DATA PROVIDED:
PR #2521, opened 2026-04-05
Added Collider scaling based on InteractionRange Attribute

### LINKED ISSUE #2186: [Suggestion]: Global/specific attribute/config for weapon reach
### Have you checked if there's any similar suggestions ?

- [x] I checked, there are no similar suggestions that have been reported.

### Are you using the latest Epic Fight ?

- [x] I checked I'm using latest Epic Fight version.

### Is this suggestion related to another mod? (i.e: add animations for X mod)

- [ ] This is related to other mods.

### The mod

_No response_

### Minecraft Version

1.20.1

### What's your suggestion?

Weapon reach can be very incongruent with the weapon type being used, such as with spears, halberds, or most 2 handed weapons. This leaves the weapons sometimes missing or requiring the player to be too close to the enemy. I've tried upping the entity_reach forge attribute, but it seems that epic fight doesn't apply this. I assume that epic fight is using the weapon model itself to determine a hit, much like Better Combat. But Better Combat has an attribute/config to allow for reach modification. 

My suggestion is to implement a /attribute, such as epicfight:reach that can be modified or implement a config option that allows a global reach value to be entered and specific items to have their reach modified. Thank you.

JacobFrodermann:
This PR aims to add weapon collider scaling base on the ENTITY_INTERACTION_RANGE attribute, this would improve compatibility with mods providing a reach buff.
The scaling is calculated based on the base interaction range. 

Would resolve #2186

### DIFF
--- a/neoforge/src/main/java/yesman/epicfight/api/animation/types/AttackAnimation.java
+++ b/neoforge/src/main/java/yesman/epicfight/api/animation/types/AttackAnimation.java
@@ -29,6 +29,7 @@ import yesman.epicfight.api.animation.property.MoveCoordFunctions;
 import yesman.epicfight.api.animation.types.EntityState.StateFactor;
 import yesman.epicfight.api.asset.AssetAccessor;
 import yesman.epicfight.api.collider.Collider;
+import yesman.epicfight.api.collider.WeaponReachHitboxUtil;
 import yesman.epicfight.api.event.EpicFightEventHooks;
 import yesman.epicfight.api.event.types.animation.AttackPhaseEndEvent;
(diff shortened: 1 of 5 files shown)


Yesssssman (commented):
Could you also consider calculating `WeaponCapability#reach` property? That feature distances an attacker from a target for `ComboAttack` playing.

If the reach property is bigger than collider Z length you can multiply the box as `ENTITY_INTERACTION_RANGE` works.

Forixaim (commented):
LGTM but yeah yesman's got a point.

JacobFrodermann:
yeah i am going to implement it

PROBLEM REQUIREMENTS: Would you please write out, exactly and with no other lines, the stretch of the listing above from the line containing "### Have you" through the line containing "### What's your suggestion?"?

OUTPUT FOR THIS TASK:
### Have you checked if there's any similar suggestions ?

- [x] I checked, there are no similar suggestions that have been reported.

### Are you using the latest Epic Fight ?

- [x] I checked I'm using latest Epic Fight version.

### Is this suggestion related to another mod? (i.e: add animations for X mod)

- [ ] This is related to other mods.

### The mod

_No response_

### Minecraft Version

1.20.1

### What's your suggestion?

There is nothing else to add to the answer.